16. Governing Law and Jurisdiction

    • This Agreement takes effect, is governed by, and will be construed in accordance with the laws from time to time in force in Victoria, Australia. The Parties submit to the non-exclusive jurisdiction of the courts of Victoria.

17. General

    • If any provision of this Agreement is found to be unenforceable or invalid, that provision will be limited or eliminated to the minimum extent necessary so that this Agreement will otherwise remain in full force and effect and enforceable.

    • This Agreement is not assignable, transferable or sub licensable by the Customer except with the Company’s prior written consent. The Company may transfer and assign any of its rights and obligations under this Agreement without consent.

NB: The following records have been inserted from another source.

PR #24820, opened 2024-09-18
wxWebView improvements

PBfordev:
The code change in `wxWebViewEdge` (the first commit) should be reviewed.

As for the docs, for WebKit2 there is "In Ubuntu the required package name is libwebkit2gtk-4.0-dev and under Fedora it is webkitgtk4-devel." Using Mint 22 Cinnamon, I was unable to obtain 4.0 package, only 4.1 was available; but I know nothing about Linux, so I may have done something wrong.

### DIFF
--- a/interface/wx/webview.h
+++ b/interface/wx/webview.h
@@ -775,19 +775,18 @@ public:
     @class wxWebView
 
     This control may be used to render web (HTML / CSS / JavaScript) documents.
-    It is designed to allow the creation of multiple backends for each port,
-    although currently just one is available. It differs from wxHtmlWindow in
-    that each backend is actually a full rendering engine, Internet Explorer or Edge on MSW and
-    WebKit on macOS and GTK. This allows the correct viewing of complex pages with
-    JavaScript and CSS.
+    It is designed to allow the creation of multiple backends for each port.
+    It differs from wxHtmlWindow in that each backend is actually a full web
+    engine, provided by a 3rd party (e.g., WebView2 on MSW or WebKit on macOS and GTK).
+    This allows the correct viewing of complex pages with JavaScript and CSS.
 
     @section backend_descriptions Backend Descriptions
 
     This class supports using multiple backends, corresponding to different
-    implementations of the same functionality. Under macOS and Unix platforms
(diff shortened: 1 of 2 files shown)


swt2c:
> The code change in `wxWebViewEdge` (the first commit) should be reviewed.
> 
> As for the docs, for WebKit2 there is "In Ubuntu the required package name is libwebkit2gtk-4.0-dev and under Fedora it is webkitgtk4-devel." Using Mint 22 Cinnamon, I was unable to obtain 4.0 package, only 4.1 was available; but I know nothing about Linux, so I may have done something wrong.

`libwebkit2gtk-4.1-dev` is now the recommended version on Ubuntu and on Fedora it is `webkit2gtk4.1-devel`.

PBfordev:
> `libwebkit2gtk-4.1-dev` is now the recommended version on Ubuntu and on Fedora it is `webkit2gtk4.1-devel`.

Thanks for the information. As I wrote, I know nothing about Linux, so sorry for stupid question: Should I change the version from 4 to 4.1, or are there still supported Linux versions/distribution where only 4.0 is available (i.e., leave it alone or mention both).

swt2c:
> > `libwebkit2gtk-4.1-dev` is now the recommended version on Ubuntu and on Fedora it is `webkit2gtk4.1-devel`.
> 
> Thanks for the information. As I wrote, I know nothing about Linux, so sorry for stupid question: Should I change the version from 4 to 4.1, or are there still supported Linux versions/distribution where only 4.0 is available (i.e., leave it alone or mention both).

I guess the recommendation should be to use 4.1 if available but if not, 4.0 works too.  It looks like, for example, Ubuntu 20.04 only has 4.0.

Also, I just noticed there is a 6.0 out now, so I guess we'll have to support that too.  :-)

PBfordev:
> Also, I just noticed there is a 6.0 out now, so I guess we'll have to support that too. :-)

Thanks again, I will leave that part alone, I don't want to change something I know nothing about.

vadz:
The explanations for the code change look good to me, so I'll merge it, even if I didn't actually test it myself.

Thanks!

    • This Agreement is the complete and exclusive statement of the mutual understanding of the parties and supersedes and cancels all previous written and oral agreements, communications and other understandings relating to the subject matter of this Agreement, and that all waivers and modifications must be in a writing signed by both parties, except as otherwise provided in this Agreement.

    • No agency, partnership, joint venture, or employment is created as a result of this Agreement and the Customer does not have any authority of any kind to bind the Company in any respect whatsoever. In any action or proceeding to enforce rights under this Agreement, the prevailing party will be entitled to recover costs and legal fees.

    • All notices under this Agreement will be in writing and will be deemed to have been duly given when received, if personally delivered; when receipt is electronically confirmed, if transmitted by facsimile or e-mail; the day after it is sent, if sent for next day delivery by recognised overnight delivery service; and upon receipt, if sent by certified or registered mail, return receipt requested.